If your class is mechanically ventilated, there may be a problem with the ventilation system. The maintenance company may need to be contacted.
Don't get discouraged immediately if you exceed this limit. What is important is that you are already consciously working on ventilating and airing.
Involve the pupils
- Explain to the students what the CO2-meter, how it works and why fresh air is important.
- Make arrangements in the classroom about opening windows and doors.
- Designate an air boss to help you carry out these appointments. You can appoint a different air boss every week.
- Together with the pupils, make a CO2-profile of your class.
High levels of CO2 are measured in my classroom. Is it more likely that I will be infected?
The worse the air exchange rate, the greater the chance that virus particles will accumulate in the indoor air. The likelihood of virus particles in the indoor air depends on:
- the presence of an infected person in the classroom
- that person is contagious. Research shows that especially very sick patients are contagious.
- that infected and contagious person emits micro droplets.

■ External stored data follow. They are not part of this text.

PR #4354, opened 2026-09-10
feat: add a debug printf to the linter asserts using `cfg!(debug_assertions)`

hippietrail:
# Issues 
N/A

# Description

I keep adding a debug printf in `linting::search_for_suggestion()` to print attempts that don't match the desired result.

I just discovered `cfg!(debug_assertions)`, which lets us have it there permanently without it affecting release builds.

# How Has This Been Tested?

`cargo test`

# AI Disclosure

# Checklist

### DIFF
--- a/harper-core/src/linting/mod.rs
+++ b/harper-core/src/linting/mod.rs
@@ -710,6 +710,8 @@ pub mod tests {
         // Check if we've reached the expected result
         if text == needle {
             return true;
+        } else if cfg!(debug_assertions) {
+            eprintln!(" 🔎 \"{text}\"");
         }
 
         // Lint current text and try each suggestion branch


harper-core/src/linting/mod.rs
```diff
@@ -710,6 +710,8 @@ pub mod tests {
         // Check if we've reached the expected result
         if text == needle {
             return true;
+        } else if cfg!(debug_assertions) {
+            eprintln!(" 🔎 \"{text}\"");
```
elijah-potter: My only feedback: Could we make it more obvious (to new contributors) what this means by replacing the emoji with some text? Something like, "Checking…".

hippietrail: > My only feedback: Could we make it more obvious (to new contributors) what this means by replacing the emoji with some text? Something like, "Checking…".

Of course. I just find that the majority of the time I see walls of output text amongst which it's hard to spot the things that might be of interest/important. (I used to hate emoji.)

----
I've added the text but also retained the emoji pending your re-review. Happy to change it again as you prefer...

These droplets are mainly released by (loud) talking, coughing and sneezing. We therefore advise against talking loudly or shouting in class. And sick children should not come to school.
A well-fitting mask limits the emission of microdroplets and also protects against inhalation of microdroplets. In primary school, children may not wear a mask, but they are less likely to transmit the virus.
High CO2-values indicate poor air exchange. But how often and for how long these high values occur also play a role. Keep track of the number of violations (more than 900 ppm CO2) and therefore the duration of the overrun as small as possible.